Posted by: cal Lash | April 06, 2015 at 09:35 AM
That's $16 dollars a month in food stamps
Posted by: cal Lash | April 06, 2015 at 09:42 AM
DeVoto! You continue to amaze me cal:
http://en.wikipedia.org/wiki/Bernard_DeVoto
His wife was no slouch either (link in story). He has been on my to read list as Stegner was his biographer. Despite his Utah roots, he was Catholic (you almost forget they were there before the Mormons). And the FBI didn't like him -- more reason to read him:
http://www.hcn.org/issues/13/407
Posted by: Jerry McKenzie | April 06, 2015 at 10:12 AM
Hi, Cal. I'm fine. just condensing my themes. You are perceptive; dawgzy's mood could be better. It gets a bit tiring holding two points of view while trying to reconcile them: 1) 😀 things still might get better, Phoenix and the USA still might improve by my lights; 2) 😨it's over. The situation is so rigged in all directions that the only sane response is to watch it unfold as a fascinating, if disheartening, drama. If I had to bet, on which will hold up, I'd have to choose #2 (so to speak.)

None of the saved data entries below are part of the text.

PR #1803, opened 2017-10-27
Add secondary index for "id" in bigchain collection.

### LINKED ISSUE #1656: Possible mongodb query not using secondary index.
From @ferOnti in gitter https://gitter.im/bigchaindb/bigchaindb?at=595ad1e86ae41d5d33b052db

> Hi, I was stressing the bigchaindb, and after 20k assets, I found this "slow query" in mongodb.log:

```bash
2017-07-03T23:21:26.490+0000 I COMMAND [conn4274] command bigchain.bigchain command: mapReduce { mapreduce: "bigchain", map: "function () {
        this.block.transactions.forEach(function (tx) {
            var key = tx.operation
            var value = 1
            emit(key, value);  
        })
    }", reduce: "function (key, values) {
        //var reduceVal = {count:0, sum: 0}
        var reduceVal = 0
        values.forEach(function(value) {   
            reduceVal +...", query: {}, out: { inline: 1 } } planSummary: COLLSCAN keysExamined:0 docsExamined:3362 numYields:26 reslen:245 locks:{ Global: { acquireCount: { r: 130 } }, Database: { acquireCount: { r: 4, R: 61 } }, Collection: { acquireCount: { r: 4 } } } protocol:op_query 178ms
```
> I think this query is related to get the last transaction

Did this happened only when inserting assets? Or was there some reads also?

From the `planSummary` we can see that this query is doing a collection scan instead of an index scan.

kansi:
fixes #1656

### DIFF
--- a/bigchaindb/backend/mongodb/schema.py
+++ b/bigchaindb/backend/mongodb/schema.py
@@ -50,6 +50,11 @@ def drop_database(conn, dbname):
 def create_bigchain_secondary_index(conn, dbname):
     logger.info('Create `bigchain` secondary index.')
 
+    # secondary index on block id which is should be unique
+    conn.conn[dbname]['bigchain'].create_index('id',
+                                               name='block_id',
+                                               unique=True)
+
     # to order blocks by timestamp
     conn.conn[dbname]['bigchain'].create_index([('block.timestamp',
                                                  ASCENDING)],
--- a/bigchaindb/backend/mongodb/schema.py
+++ b/bigchaindb/backend/mongodb/schema.py
@@ -52,8 +52,7 @@ def create_bigchain_secondary_index(conn, dbname):
 
     # secondary index on block id which is should be unique
     conn.conn[dbname]['bigchain'].create_index('id',
-                                               name='block_id',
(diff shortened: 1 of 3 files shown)


bigchaindb/backend/mongodb/schema.py
```diff
@@ -50,6 +50,10 @@ def drop_database(conn, dbname):
 def create_bigchain_secondary_index(conn, dbname):
     logger.info('Create `bigchain` secondary index.')
 
+    # secondary index on block id which is should be unique
```
r-marques: small typo

bigchaindb/backend/mongodb/schema.py
```diff
@@ -50,6 +50,10 @@ def drop_database(conn, dbname):
...
+    conn.conn[dbname]['bigchain'].create_index('id',
```
r-marques: If the index needs to be unique we need to specify it with `unique=True`.

kansi: Yeah, missed that, my bad.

Posted by: Dawgzy | April 06, 2015 at 12:41 PM
Dawgzy, "Improvement" is tricky word. Right now I'm caught up in Reading David Gessner's book on Abbey an Stegner while perusing the new issues of Adbusters and The Believer. To stay on line I hang in there with Albert Camus.You just got to keep rolling the stone.
Posted by: cal Lash | April 06, 2015 at 12:57 PM
Cal- you calling me a sissy? Heh Heh.
You're right. Will meditate on that. A big stone got rolled away 1982 years ago yesterday , if the legend's correct. Still waiting from some help there. (BTW, Leon Russell'ss "Roll away the Stone" Best theology to come out of Oklahoma ever.) Will stick with the Greek guy. Seems to fit better with the life that I'm living. Thanks for you words.